Just something to think about...

- Merg


----------



## TITAN_53 (Jul 23, 2007)

The Merg said:


> If you were going to pull the drive out of your R15, hopefully, the R15 is an owned system and not a leased one. In most cases, an R15 is going to be leased. You would own it if you replaced an older unit with it using the Protection Plan. If it is leased, it is a violation of your Subscriber Agreement to open the unit.
> 
> Just something to think about...
> 
> - Merg


I appreciate the info but i stated it was an owned R15 in the original post. I fully understand the lease vs owned situation but it i guess since the drives arent the same size it doesnt really matter anyways since i wont be swapping them. Wouldnt have really been a swap anyways because its an old deactivated R15 that i was just gonna use the drive from. Either way thanks for lookin out for the people that may not know.


----------



## CJTE (Sep 18, 2007)

As you stated, I beleive the R15 is a standard IDE drive, whereas the PS3 is a SATA Laptop drive.


----------



## BattleZone (Nov 13, 2007)

CJTE said:


> As you stated, I beleive the R15 is a standard IDE drive, whereas the PS3 is a SATA Laptop drive.


The R15 uses a SATA drive, but it's a standard 3.5" x 1" tall "desktop" form-factor drive. The PS3 has a removable door and drive tray to fit a 2.5" x .5" tall SATA drive.


----------



## carl6 (Nov 16, 2005)

The two R15's that I have had, and the R16 I have, all have IDE drives.

Carl


----------



## BattleZone (Nov 13, 2007)

Interesting. I have 3 160GB SATA drives in use that have been pulled from dead R15s. I know there were at least 3 different manufacturers, though, including one in a smaller form factor than the others, so I suppose that it isn't much of a surprise that they didn't standardize on a single type of drive.


----------



## bobnielsen (Jun 29, 2006)

I pulled the 160 GB drive from my (owned, deactivated) R15 a few weeks ago and it was definitely IDE, not SATA. I used it to upgrade an old computer.


----------



## The Merg (Jun 24, 2007)

wprince614 said:


> I appreciate the info but i stated it was an owned R15 in the original post. I fully understand the lease vs owned situation but it i guess since the drives arent the same size it doesnt really matter anyways since i wont be swapping them. Wouldnt have really been a swap anyways because its an old deactivated R15 that i was just gonna use the drive from. Either way thanks for lookin out for the people that may not know.

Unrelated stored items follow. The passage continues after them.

PR #2482, opened 2026-09-17
feat(spellson.lic): v2.0.0 rewritten from GTK to Lich's WebUI

Nisugi:
`;spellson` 2.0.0: rewritten from GTK to Lich's WebUI. Companion to the lich-5 WebUI stack (elanthia-online/lich-5 #1648 through #1655); it needs Lich with the WebUI at contract 2.17 and tells an older Lich so instead of failing.

## What changed

- The window is a browser app window served by Lich. Every active spell is one row: the time left, a bar coloured by spell circle, the spell name over the bar. The bars are drawn by the browser from data (composite layers), so they stay crisp at any zoom.
- Keep-on-top is applied to the real OS window, as the GTK window was.
- The window size and position are reported by the browser and saved under the same Settings keys as before.
- No GTK, no `Gtk.queue`, no CSS providers. The row maths (stacking ceilings, duration captured on first sight, Indefinite past 599 minutes) is unchanged.

## What did not change

Settings keys `window_width`, `window_height`, `window_position`; the spell order; the per-circle colours.

## Two deliberate departures

- The death-decay timer (6666) is now salmon. The old palette keyed it as circle 6666, but the circle rule strips the last two digits, so it always fell through to the red fallback. It is keyed as 66 now.
- The GTK dark-theme palette is gone. The page has no theme signal, so the light palette ships at 0.85 alpha, which reads on both backgrounds.

## How it was tested

- Rendered through Lich's real page builder and validator with fake rows: facilities, layers and the hidden geometry field validate; the geometry event round-trips size and position into Settings.
- In game on Windows: opens at the saved size, keeps on top, one row per active spell coloured by circle, resizes without a horizontal scrollbar.


mrhoribu (changes requested):
# PR Review: feat(spellson.lic): v2.0.0 rewritten from GTK to Lich's WebUI (elanthia-online/scripts#2482)

**Reviewed:** 1 file, +301/-110 at `b7c4e61d` on 2026-09-17 (re-review; first pass was at `46442072`).
Based on: full clone of `scripts`, plus the `lich-5` WebUI stack read from the `pr-1657` ref (contract 2.19, the
head of the #1648-#1655 series) — `lib/webui/**`, `lib/webui/assets/app.js`, `lib/common/webui_launcher*`,
`lib/common/script_scope/gtk/session.rb`, `lib/common/settings*`, `lib/common/script.rb`, `lib/common/spell.rb`.
Rubocop with the repo config: clean. `ruby -c`: clean. No runtime/browser verification.
**Verdict:** Request changes
**Summary:** `b7c4e61d` correctly fixes both things it set out to fix. What remains is the plumbing around
opening the window: the service-start thread handoff is missing the gate lich-5's own copy of this code has, a
browser that fails to open is invisible, and the geometry the browser reports is not the geometry it is given
back.

## Fixed in `b7c4e61d`

- **Saved window position is now applied** (`scripts/spellson.lic:155-158`). `position:` reaches
  `BrowserLauncher.geometry_arguments`, which type-checks for exactly a two-Integer array and emits
  `--window-position` (`browser_launcher.rb:119-121`). Correct, and the comment naming the division of labour
  between the launcher and the client is accurate — nothing in `app.js` calls `moveTo`.
- **Settings are written from the script thread** (`spellson.lic:200-213`, `:319`). The dirty-flag handoff is
  right: `@settings_dirty.tap { @settings_dirty = false }` returns the pre-read value, so no flush is lost, and
  `save_settings` clearing the flag under the same lock means a concurrent handler update is written by the
  in-flight save rather than dropped. The commit message's diagnosis matches what I traced —
  `Script.current` resolves by thread-group membership (`script.rb:1075-1078`), the dispatcher thread is in
  `ThreadGroup::Default` by design, and `save_to_database` silently aborts on a nil script name
  (`settings.rb:365-370`) with logging off by default (`settings.rb:28`).

## Major

### 1. The service-start thread handoff races, and losing it takes the whole WebUI down — `scripts/spellson.lic:145-147`

```ruby
starter = Thread.new { Lich::WebUI.start }
ThreadGroup::Default.add(starter)
starter.join
```

`Thread.new` puts `starter` in spellson's thread group and starts it immediately; `ThreadGroup::Default.add`
runs afterwards. If `starter` reaches `Server#start` before the parent completes the move, the accept-loop
thread (`lib/webui/server.rb:93`, `@accept_thread = @thread_factory.call { accept_loop }`) inherits spellson's
group, and Lich kills that whole group when the script stops.

lich-5 has this same function, and it is written with a gate for precisely this reason
(`lib/common/script_scope/gtk/session.rb:276-297`):

```ruby
return service if service.server.running?
return service.start if Thread.current.group.equal?(ThreadGroup::Default)
gate = Queue.new
thread = Thread.new { gate.pop; result << [:ok, service.start] }
begin; ThreadGroup::Default.add(thread); rescue ThreadError; nil; end
gate << true
```

Its doc comment states the consequence: *"a server started from a session thread would lose its accept loop with
the first script to use it and could never rebind its port."* `Server#running?` is `@accept_thread&.alive?`
(`server.rb:562`), so after that every `launch_url` raises and every already-open WebUI window — the launcher,
any other script's page — is talking to a dead server. A later `start` does rebind, but on a fresh ephemeral
port, so those windows do not come back.

The narrowness cuts both ways. If the move *succeeds*, the dispatcher thread lands outside the script — which is
what `b7c4e61d` now correctly compensates for in the settings path. If it loses, the settings write would start
working and the WebUI would die instead. Copy `start_service`'s shape — gate, `running?` short-circuit,
`ThreadError` rescue — and both halves become deterministic.

Confidence: confirmed for the mechanism (Ruby assigns a new thread to its creator's group;
`__raw_worker_threads`, `script.rb:2556`, is literal group membership). Suspected for how often it actually
loses, since the parent's next operation is a C call that normally doesn't yield.

### 2. A browser that doesn't open is completely silent — `scripts/spellson.lic:150-159`

```ruby
respond "[spellson: #{url}]" unless Lich::WebUI.open_browser?
@browser = Lich::WebUI.open(page: @page, presentation: ..., geometry: ...)
@browser = nil unless @browser.respond_to?(:apply)
```

`BrowserLauncher.open` returns `false` when no Chrome/Edge can be found or spawned — on Linux it only looks at
three hardcoded Google Chrome paths (`browser_launcher.rb:18-22`), so a Firefox-only box fails here — and
`PresentedWindow.open` turns that into `nil` (`presented_window.rb:36-37`). Line 159 then quietly discards it.
The player sees no window, no URL and no error; the loop at line 317 spins at 2 Hz until they think to
`;kill spellson`.

lich-5's equivalent logs on exactly this value: `log(:warning, 'browser window failed to open; page is
available at the launch URL') if opened == false` (`script_scope/gtk/session.rb:881`).

The same three lines have a second problem: under `--webui-no-browser` (remote play, headless box) spellson
prints the URL *and then calls `Lich::WebUI.open` anyway*. `BrowserLauncher.open` does not consult
`Options.open_browser?` — its only refusal check is the spec-only `LICH_WEBUI_NO_BROWSER` env var
(`browser_launcher.rb:60-64`) — so a browser is spawned regardless. The reference implementation returns early:

```ruby
unless Lich::WebUI.open_browser?
  announce_launch_url(page, url)
  return true
end
```

Restructure to match: return after announcing the URL when `open_browser?` is false, and `respond` the URL when
`open` comes back falsy.

Confidence: confirmed.

### 3. What the browser reports and what it is given back are not the same rectangle — `spellson.lic:158`, `:260`, `:298`

`windowGeometry()` (`app.js:76-82`) reports **outer** size and **viewport** position:

```js
return JSON.stringify({ width: window.outerWidth, height: window.outerHeight,
                        position: [window.screenX, window.screenY] });
```

Both halves are stored and fed back as if they were something else.

*Size.* `fitWindow` treats the geometry facility's width/height as the **inner** size and adds the chrome back
(`app.js:1670-1684`): `inner = max(geometry.width, natural.width)`, then
`resizeTo(inner + (outerWidth - innerWidth), ...)`. `resizeTo` sets the outer size, so each launch ends one
chrome-width and one chrome-height larger than the last, and that larger value is what gets saved.
`page.fitted` only suppresses this within a single window's life; every `;spellson` opens a fresh one.

*Position.* `window.screenX`/`screenY` are the **viewport's** offset from the screen, while Chrome's
`--window-position` places the **window frame**. Feeding one back as the other shifts the window down by about
the title-bar height on every launch. `b7c4e61d` is what introduced this half — it is the right fix for
"position is never restored", but it inherits the mismatch.

Neither half is spellson's invention: `WebUILauncher` stores outer geometry too ("Persists validated
outer-window geometry", `webui_launcher/window_geometry_store.rb:10`) and passes the same hash to the same
opener (`webui_launcher.rb:82`), so the real fix probably belongs in lich-5 — either have `fitWindow` stop
adding chrome to a value that already includes it, or have `windowGeometry()` report a consistent rectangle.
Raising it here because this PR's description promises the size and position round-trip, and they drift.

One spellson-only wrinkle while you're in there: `load_settings` substitutes `[0, 0]` for an absent position
(line 188), and line 158 now passes that unconditionally, so a profile with nothing saved opens pinned to the
screen's top-left instead of wherever the OS would have put it. The launcher's store keeps `position: nil` for
"unset" (`window_geometry_store.rb:14`) and `geometry_arguments` skips the flag when it is nil
(`browser_launcher.rb:119`) — worth matching.

Confidence: suspected — traced through both sides of the contract, but not observed in a running browser. One
launch / move / relaunch cycle with the numbers written down settles both halves.

## Minor

### 4. Constants are redefined on every re-run — `scripts/spellson.lic:64-98`

`module SpellsOn` with thirteen constants plus `Row = Struct.new(...)` is defined at script top level, so a
second `;spellson` in the same Lich session re-initializes all of them and Ruby warns on each. This repo fixed
exactly this two commits before the PR branched, in `7fd0b971` (`fix(briefcombat): v1.0.5 prevent constant
redefinition on subsequent runs`, #2481), which switched `STATE_TAG_PAIRS`/`MONO_ON_PATTERN` to `||=` in a
module with the same shape. Same treatment applies here.

### 5. `@browser` is captured and then never used — `scripts/spellson.lic:155-159`, `:162-165`

The comment above `window_presentation` says "The GTK window was kept above everything, every tick", and the GTK
version did re-assert `@window.keep_above = true` on every pass of the loop (base `spellson.lic:144`). The new
code applies it once, when `PresentedWindow#adopt` fires, and then never again — `@browser` is assigned, checked
for `apply`, and dropped. `PresentedWindow#apply` exists for this ("a script re-applies after a setting changes
by calling `apply` and nothing else", `presented_window.rb:20-21`) and re-reads the callable each time.

Either call `@browser&.apply` in the run loop and make the comment true, or drop `@browser` and the
`respond_to?` dance and reword the comment to say it's applied once at open.

### 6. Fatal errors leak the page and the browser window — `scripts/spellson.lic:327-331`

```ruby
rescue StandardError => e
  respond ...
  SpellsOn.current_window = nil
  raise
```

`current_window` is cleared *before* re-raising, so `before_dying` (line 336) finds nil and skips both
`save_settings` and `destroy`. Nothing else calls `terminate_owner` — outside `lib/webui/` the only callers in
lich-5 are the GTK shim and the launcher, for their own owners. The page stays in the registry and the browser
window stays open showing a dead page for the rest of the Lich session. Move the nil-ing after cleanup, or just
let `before_dying` do the work and drop it from the rescue.

### 7. The changelog entry is written for a reviewer, not a player — `scripts/spellson.lic:18-25`

Eight lines mentioning "contract 2.17 bar and label layers", "composite", "Settings keys" and "no theme signal".
The repo's convention is explicit that entries are short, non-technical and describe the user-visible change
(`CLAUDE.md`, and see `eloot.lic` v2.11.6-v2.11.9 for the house voice). Most of this belongs in the PR body,
where it already is.

More importantly it omits the two things a player actually needs to know: this version needs a recent Lich, and
it needs Chrome or Edge installed. The death-decay bar changing colour is worth a line too.

## Nits

- `spellson.lic:47` — `require File.join(LIB_DIR, 'webui.rb')` raises an unrescued `LoadError` on a Lich with no
  `lib/webui.rb`, so the friendly contract message at lines 50-57 never fires on that path. In practice
  `;repo` already stops this: `check_lich_requirement` (`repository.lic:364-395`) reads the `required: Lich >=
  5.22.0` header off the downloaded file and `download_file` (`:1995-2000`) deletes it and refuses to install
  unless `--force`, and both install paths (`:2616`, `:2668`) go through that. So this only bites a `--force`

Whoops. Missed that. That's what happens when you kinda skim posts as opposed to reading every word. You sometimes miss a word.

- Merg


----------



## gfrang (Aug 30, 2007)

Does the PS3 have a operating system installed on the oem hard drive?


----------



## Jeremy W (Jun 19, 2006)

gfrang said:


> Does the PS3 have a operating system installed on the oem hard drive?


No, it doesn't come with any OS pre-installed on the hard drive.


----------



## gfrang (Aug 30, 2007)

Jeremy W said:


> No, it doesn't come with any OS pre-installed on the hard drive.

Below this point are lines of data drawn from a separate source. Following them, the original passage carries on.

PR #263, opened 2025-02-06
Protocols command consumes default branch from env

### LINKED ISSUE #104: bug: Infrahubctl protocols command requires explicit branch
### Component

infrahubctl

### Infrahub SDK version

0.14.1

### Current Behavior

```shell
> infrahubctl protocols
HTTP communication failure: Client error '400 Bad Request' for url 'http://localhost:8000/api/schema?branch=None'
For more information check: https://developer.mozilla.org/en-US/docs/Web/HTTP/Status/400 on GET to http://localhost:8000/api/schema?branch=None
```

### Expected Behavior

I would expect the command to get the default branch from my environment.

The same way I could do `infrahubctl schema load schema.yml` without having to specify the branch

### Steps to Reproduce

Doesn't work:

```shell
infrahubctl protocols
```

Works:

```shell
infrahubctl protocols --branch main
```

### Additional Information

_No response_

BaptisteGi:
- `protocols` command properly gets default branch setting from environment variable 

resolves: #104

### DIFF
--- a/infrahub_sdk/ctl/cli_commands.py
+++ b/infrahub_sdk/ctl/cli_commands.py
@@ -383,6 +383,7 @@ def protocols(
 
     else:
         client = initialize_client_sync()
+        branch = branch or client.default_branch
         schema.update(client.schema.fetch(branch=branch))
 
     code_generator = CodeGenerator(schema=schema)
--- a/infrahub_sdk/ctl/cli_commands.py
+++ b/infrahub_sdk/ctl/cli_commands.py
@@ -129,7 +129,7 @@ async def run(
     method: str = "run",
     debug: bool = False,
     _: str = CONFIG_PARAM,
-    branch: str = typer.Option("main", help="Branch on which to run the script."),
+    branch: str = typer.Option("main", help="Branch on which to run the script."),  # TODO: Replace main by None
     concurrent: int | None = typer.Option(
         None,
         help="Maximum number of requests to execute at the same time.",
--- a/changelog/104.fixed.md
+++ b/changelog/104.fixed.md
@@ -1,0 +1,1 @@
+- `protocols` CTL command properly gets default branch setting from environment variable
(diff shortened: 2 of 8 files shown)


infrahub_sdk/ctl/cli_commands.py
```diff
@@ -129,7 +129,7 @@ async def run(
     method: str = "run",
     debug: bool = False,
     _: str = CONFIG_PARAM,
-    branch: str = typer.Option("main", help="Branch on which to run the script."),
+    branch: str = typer.Option("main", help="Branch on which to run the script."),  # TODO: Replace main by None
```
FragmentedPacket, line 132: I'm not understanding the change here, should it be setting the default to `None`?

ogenstad: In my opinion throughout `infrahubctl` the branch parameter should be an optional string defaulting to `None` and if not specified we should either not specify the branch or use the default branch provided by the SDK which will default to "main", alternatively something else if the SDK is configured that way with some environment variable.

BaptisteGi: Yep with the current setup you can't use environment variable `INFRAHUB_DEFAULT_BRANCH`.

```console
 ➜  export INFRAHUB_DEFAULT_BRANCH="test1"
 ➜  infrahubctl schema load some.yml   
 The schema in Infrahub was is already up to date, no changes were required
 1 schema processed in 0.138 seconds.
```

=> This loads schema to main branch

BaptisteGi: Here is the issue to fix all remaining commands https://github.com/opsmill/infrahub-sdk-python/issues/264 I guess it could be breaking someone's workflow ...

ogenstad: It might, although hopefully it wouldn't be that impactful as any changes would be done against a non main branch. But worth including in a changelog to indicate this updated behaviour. Not sure if we need all those todo comments when we have #264, but they might be easier to find I guess.

ogenstad (approved):

FragmentedPacket (approved):

PR #273, opened 2025-02-14
Add required change for object templates

gmazoyer:
Depends on https://github.com/opsmill/infrahub/pull/5610


dgarros (commented):
I think we need to create a new branch (`infrahub-next` or similar) for all changes that requires the next version of Infrahub, otherwise it will block us from publishing a new release of the SDK until the next version of Infrahub has been released

dgarros (approved):

PR #274, opened 2025-02-15
Add `infrahub.tasks` as built-in logger to `InfrahubGenerator` class

FragmentedPacket:
There have been a few requests to implement logging within generators within the CI pipeline output.

This adds an option to pass in your own logger or default to `infrahub.tasks`.

I also added `init_logging` in the generator CTL command so we can take advantage of the logging on the console as well.

Please let me know if there is a more optimal way, but this might be a good thing to include in a few of the classes that run within the CI pipeline.


dgarros (approved):

dgarros (commented):
LGTM, please can you add a news fragment to include something in the release note

PR #275, opened 2025-02-19
Move the function `read_file` from the ctl module to the SDK.

dgarros:
Small fix to avoid having `infrahub_sdk/yaml.py` import a function from the `ctl` directory.


ogenstad (approved):
LGTM, though I think we have a `FileNotValidError` exception class that we can delete from infrahub_sdk/ctl/exceptions.py as well as a cleanup.

ajtmccarty (approved):

PR #276, opened 2025-02-21
Add support for Tasks

### LINKED ISSUE #190: feature: Add support for Tasks
### Component

Python SDK

We need to improve the support for Tasks in the SDK to make it easy to :
- Query the list of tasks based on various filters (branch, related node, status, flow, tags etc)
- Query the list of logs associated with a given task
- Wait for a given task to complete
- Wait for all tasks that can impact the database to complete on a given branch (aka until the branch has converged)

In Infrahub 1.1, the usage of tasks has been improved and now there are a few actions that can take a long time (Branch merge,  branch rebase etc ..) that can be done asynchronously and that will return a task id. Ideally we should always execute these actions asynchronously in the SDK and let the user decide if the function should return immediately or not.

### Describe the Use Case

Improve the support for tasks in the Python SDK

### Additional Information

_No response_

dgarros:
Fixes #190


infrahub_sdk/task/models.py
```diff
@@ -0,0 +1,74 @@
...
+
+
+class Task(BaseModel):
+    id: str
+    title: str
+    state: TaskState
+    progress: float | None = None
+    workflow: str | None = None
+    branch: str | None = None
+    # start_time: datetime # Is it still required
```
gmazoyer, line 39: So it is not required, it seems.

gmazoyer (approved):

ogenstad (approved):

PR #283, opened 2025-02-24
ctl: Transform to not dump to JSON string if the return of the transform is text.

FragmentedPacket:
If the transform returns a string, do not dump to a JSON string.


dgarros (approved):
LGTM please can you add a newsfragment to include something in the release note

ogenstad (approved):

PR #287, opened 2025-02-27
fix: build for python 3.13

fatih-acar:
#256  was supposed to reintroduce 3.13 support, but according to CI logs:

image

Edit: need to investigate why `poetry install` is 20x slower with 3.13...


dgarros (approved):

ogenstad (approved):
LGTM, but based on that screenshot it seems like we also need to end with a test that validates that the running Python version is the one that we expect. :/ Without that I don't see how we could trust these tests.

PR #288, opened 2025-02-28
Raise URLNotFoundError instead of infinite retry

### LINKED ISSUE #5800: bug: git-repository-pull-read-only tasks stays in running state after you delete the branch in which you started the pull
### Component

Git Integration

### Infrahub version

1.1.7

### Current Behavior

When you update the ref in a read-only repository in a branch, and then immediately delete that branch, the git-repositor-pull-read-only task will have started and be in a running state. 

The task will stay in a running state though and not show any error message.

When you then update the ref of the read-only repository in main, a new additional git-repository-pull-read-only task will be created and enter in running state, but it doesn't seem to be doing anything.

The prefect flow doesn't show any logs, nor can you find any related log messages for the task-workers.

You can cancel the flow in prefect, but it will stay in cancelling state.

The only way to really get out of this state, seems to be restarting the server, task workers and redis containers. 

### Expected Behavior

The git-repository-pull-read-only task should fail with an error message, after which new pull tasks for this repository can be executed.

### Steps to Reproduce

- start instance of Infrahub
- add this repository as a read-only repository
- https://github.com/wvandeun/infrahub-transform
- create a branch test
- in the branch update the ref of the repository to `6f8576ac23894fcdf53ffeba4527c8402b32b7b8`
- immediately delete the test branch
- navigate to the repository in the main branch
- you can see the `git-repository-pull-read-only-task` in running state
- update the ref of the repository to `6f8576ac23894fcdf53ffeba4527c8402b32b7b8` in main
- a new task `git-repository-pull-read-only-task` will have been created and be in running state

### Additional Information

_No response_

LucasG0:
Fixes [#5800](https://github.com/opsmill/infrahub/issues/5800).

- Raise a URLNotFoundError on 404 errors, typically while trying to perform a graphql query on an unexisting branch.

He has a 60 gig i think it has ps2 emulation software and what about the web browser he will have to transfer to the new drive?I am looking to by a 80 gig myself.


----------



## BattleZone (Nov 13, 2007)

The 60GB model had PS2 hardware built-in; no emulation.


----------



## Jeremy W (Jun 19, 2006)

This is DBSTalk, this conversation is nowhere near related to DBS.


----------



## gfrang (Aug 30, 2007)

Jeremy W said:


> This is DBSTalk, this conversation is nowhere near related to DBS.


Well what makes it related is he wants to use the hard drive from his r15 (owned)


----------